In the American system of labor relations, unions may only represent employees in collective bargaining if they prove they have the support of a majority of the employees they seek to represent. The representation election process created by the National Labor Relations Act (the "NLRA" or the "Act") in 1935 is the statutory method of making this showing for most private-sector employees. In the last decade, "card check" organizing has become increasingly popular with unions as an alternative to representation elections.

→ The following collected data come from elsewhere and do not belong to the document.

PR #71, opened 2020-05-24
Add method in FormulaUtils.java to obtain mz values for ionic formula strings

lukasz-fiszer:
Add `FormulaUtils.calculateMzRatio(String ionicFormula)` method,
it is based on CDK's exisiting methods serving as a quick implementation to obtain mz values from the ionic formula strings.
It is going to be used in the new mass calibration module (for obtaining m/z ratios of standard calibrants given by their ionic formula strings) but is also likely of some use in the wider MZmine codebase


src/main/java/io/github/mzmine/util/FormulaUtils.java
```diff
@@ -161,6 +161,47 @@ public static String formatFormula(@Nonnull Map<String, Integer> parsedFormula)
...
+  public static double calculateMzRatio(String ionicFormula) {
+    IChemObjectBuilder builder = SilentChemObjectBuilder.getInstance();
+    IMolecularFormula mf = MolecularFormulaManipulator.getMolecularFormula(ionicFormula, builder);
+
+    int charge = 1;
+    char lastChar = ionicFormula.charAt(ionicFormula.length() - 1);
+    if(lastChar == '-') {
+      charge = -1;
+    }
+    if(mf.getCharge() != null) {
```
tomas-pluskal, line 194: Not sure what this does, actually?

src/main/java/io/github/mzmine/util/FormulaUtils.java
```diff
@@ -161,6 +161,47 @@ public static String formatFormula(@Nonnull Map<String, Integer> parsedFormula)
...
+      charge = mf.getCharge();
+    }
+
+    double mass = MolecularFormulaManipulator.getMass(mf, MolecularFormulaManipulator.MonoIsotopic);
+    mass -= charge * electronMass;
+
+    double mz = Math.abs(mass / charge);
```
tomas-pluskal, line 201: Any division always have to be checked in case the divider (charge) is 0

src/main/java/io/github/mzmine/util/FormulaUtils.java
lukasz-fiszer: As requested, when no charge is given in the string, +1 is assumed. For simple strings where charge is either -1 or +1, square brackets do not have to be used and the charge symbol is assumed to be placed at the end of the string. So if last character is '-' then it is -1 charge, if charge symbol is not given or it is '+' then the charge is +1.
In case square brackets are used and charge is given at the end as`(\d+)[\+\-]` molecular formula mf object will have that charge parsed into, so we can use `mf.getCharge()`.
For strings with no square brackets, `mf.getCharge()` is null, so we first check for simple case with no square brackets, and then check if mf charge is not null and if so we use it.
This method is a little hackish, but it seems to do its jobs while we want to implemented the mass calibration module.

src/main/java/io/github/mzmine/util/FormulaUtils.java
lukasz-fiszer: The `charge` should not be 0 at that point
unless mf charge is not null and also 0 but should not be the case as cdk seems to set charge to null if it will not find square brackets and charge at the end
but we can also use the following to make sure, 
```suggestion
    if(mf.getCharge() != null && mf.getCharge() != 0)
```

src/main/java/io/github/mzmine/util/FormulaUtils.java
tomas-pluskal: Okay, could you add this brief explanation as comments in the code? Because it is not clear from the code.

In case the formula does not end with + or - character, I think we should throw an IllegalArgumentException. That way we make sure the users only use this method for ionized formulas.

src/main/java/io/github/mzmine/util/FormulaUtils.java
tomas-pluskal: CDK sets the charge to null in its current version, but nothing guarantees that future CDK versions will behave the same. So it's always worth adding a check. Assumptions in code are bad, they just generate future bugs.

In contrast to political elections, which occur within the framework of our existing democracy, union representation elections are the starting point for industrial democracy. Thus, the battle over elections and election alternatives in the labor-relations world is, at its root, a battle over whether collective bargaining should even occur, and the conditions under which its occurrence would be acceptable. The rise of card-check organizing has given new grist to those who ask whether and under what circumstances American employers should be made to collectively bargain with their workers. This Article will discuss how Dana Corp., the recent landmark decision on card check from the National Labor Relations Board (the "NLRB" or the "Board"), illustrates a fundamental shift in the framing of American labor relations. The emphasis on safeguarding the rights of employees to collectively bargain over their conditions of employment has increasingly given way to a new concern with safeguarding the ability of employers to choose whether to engage in collective bargaining at all. Parallel events occurring at the state level indicate that the considerations that have driven this shift are not uniquely confined to decision-makers at the federal level. This Article will also analyze how the history of the Act reveals this shift to be a rejection of the very basic understandings that drove the creation of the labor-relations system in this country in the 20th century.